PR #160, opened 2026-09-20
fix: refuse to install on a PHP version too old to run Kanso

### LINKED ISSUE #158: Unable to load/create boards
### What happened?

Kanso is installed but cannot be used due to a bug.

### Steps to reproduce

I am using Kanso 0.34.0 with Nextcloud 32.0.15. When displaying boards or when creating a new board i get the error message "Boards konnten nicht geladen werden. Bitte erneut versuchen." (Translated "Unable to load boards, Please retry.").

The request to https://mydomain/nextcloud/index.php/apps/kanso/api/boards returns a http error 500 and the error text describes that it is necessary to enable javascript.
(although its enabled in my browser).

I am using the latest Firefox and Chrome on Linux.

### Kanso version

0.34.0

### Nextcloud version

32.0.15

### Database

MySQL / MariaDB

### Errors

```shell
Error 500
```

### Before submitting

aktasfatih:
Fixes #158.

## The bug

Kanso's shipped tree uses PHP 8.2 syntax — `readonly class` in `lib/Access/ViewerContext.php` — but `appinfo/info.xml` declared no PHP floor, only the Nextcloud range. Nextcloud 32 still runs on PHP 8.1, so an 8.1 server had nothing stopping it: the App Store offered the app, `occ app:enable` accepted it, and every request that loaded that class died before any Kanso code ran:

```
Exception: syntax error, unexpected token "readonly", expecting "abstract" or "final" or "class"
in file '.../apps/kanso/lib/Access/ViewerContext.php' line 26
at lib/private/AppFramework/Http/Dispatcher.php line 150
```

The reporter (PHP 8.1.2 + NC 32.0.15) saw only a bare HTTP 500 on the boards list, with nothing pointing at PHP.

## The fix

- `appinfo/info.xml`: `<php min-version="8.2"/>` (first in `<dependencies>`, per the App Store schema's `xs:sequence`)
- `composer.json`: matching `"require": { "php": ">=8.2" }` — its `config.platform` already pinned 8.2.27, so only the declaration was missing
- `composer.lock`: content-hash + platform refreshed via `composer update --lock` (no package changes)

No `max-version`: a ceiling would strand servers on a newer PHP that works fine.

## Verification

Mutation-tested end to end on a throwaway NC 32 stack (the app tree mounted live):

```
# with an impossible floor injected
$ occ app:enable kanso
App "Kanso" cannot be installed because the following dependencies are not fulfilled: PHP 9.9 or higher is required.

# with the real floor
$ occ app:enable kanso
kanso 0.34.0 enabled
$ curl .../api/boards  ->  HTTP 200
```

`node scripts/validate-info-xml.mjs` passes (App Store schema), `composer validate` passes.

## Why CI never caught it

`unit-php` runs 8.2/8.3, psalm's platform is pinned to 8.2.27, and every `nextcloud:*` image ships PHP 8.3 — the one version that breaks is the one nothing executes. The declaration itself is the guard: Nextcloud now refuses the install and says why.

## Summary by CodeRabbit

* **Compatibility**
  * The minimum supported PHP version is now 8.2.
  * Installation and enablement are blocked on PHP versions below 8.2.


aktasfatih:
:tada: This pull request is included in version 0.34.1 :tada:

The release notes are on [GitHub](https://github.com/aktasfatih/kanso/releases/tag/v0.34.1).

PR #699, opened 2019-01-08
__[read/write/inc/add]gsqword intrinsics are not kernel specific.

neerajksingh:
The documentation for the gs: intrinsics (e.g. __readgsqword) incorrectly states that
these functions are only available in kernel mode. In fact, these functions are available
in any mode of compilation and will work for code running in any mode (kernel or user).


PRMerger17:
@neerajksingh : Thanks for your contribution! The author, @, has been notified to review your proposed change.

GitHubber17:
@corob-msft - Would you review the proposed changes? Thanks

━━━━━━━━━━━━━━━━━━━━━━━━━━━━━━

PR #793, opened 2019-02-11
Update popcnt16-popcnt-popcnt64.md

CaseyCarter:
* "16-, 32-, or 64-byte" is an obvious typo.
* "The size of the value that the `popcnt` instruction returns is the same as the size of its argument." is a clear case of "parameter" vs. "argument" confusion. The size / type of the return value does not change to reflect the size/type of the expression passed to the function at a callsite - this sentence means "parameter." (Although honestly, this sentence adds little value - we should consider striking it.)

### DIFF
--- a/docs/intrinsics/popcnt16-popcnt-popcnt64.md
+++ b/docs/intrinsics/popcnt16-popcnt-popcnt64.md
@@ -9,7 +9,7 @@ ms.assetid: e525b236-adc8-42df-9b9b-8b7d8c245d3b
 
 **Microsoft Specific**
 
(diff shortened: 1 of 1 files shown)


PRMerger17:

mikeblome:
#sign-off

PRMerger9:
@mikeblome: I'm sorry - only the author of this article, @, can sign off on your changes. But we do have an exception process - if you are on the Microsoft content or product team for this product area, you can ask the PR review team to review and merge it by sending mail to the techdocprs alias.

━━━━━━━━━━━━━━━━━━━━━━━━━━━━━━

Your objective: Which of the lines in the listing above include "ViewerContext"? Report each of them.

Final answer:
Kanso's shipped tree uses PHP 8.2 syntax — `readonly class` in `lib/Access/ViewerContext.php` — but `appinfo/info.xml` declared no PHP floor, only the Nextcloud range. Nextcloud 32 still runs on PHP 8.1, so an 8.1 server had nothing stopping it: the App Store offered the app, `occ app:enable` accepted it, and every request that loaded that class died before any Kanso code ran:
in file '.../apps/kanso/lib/Access/ViewerContext.php' line 26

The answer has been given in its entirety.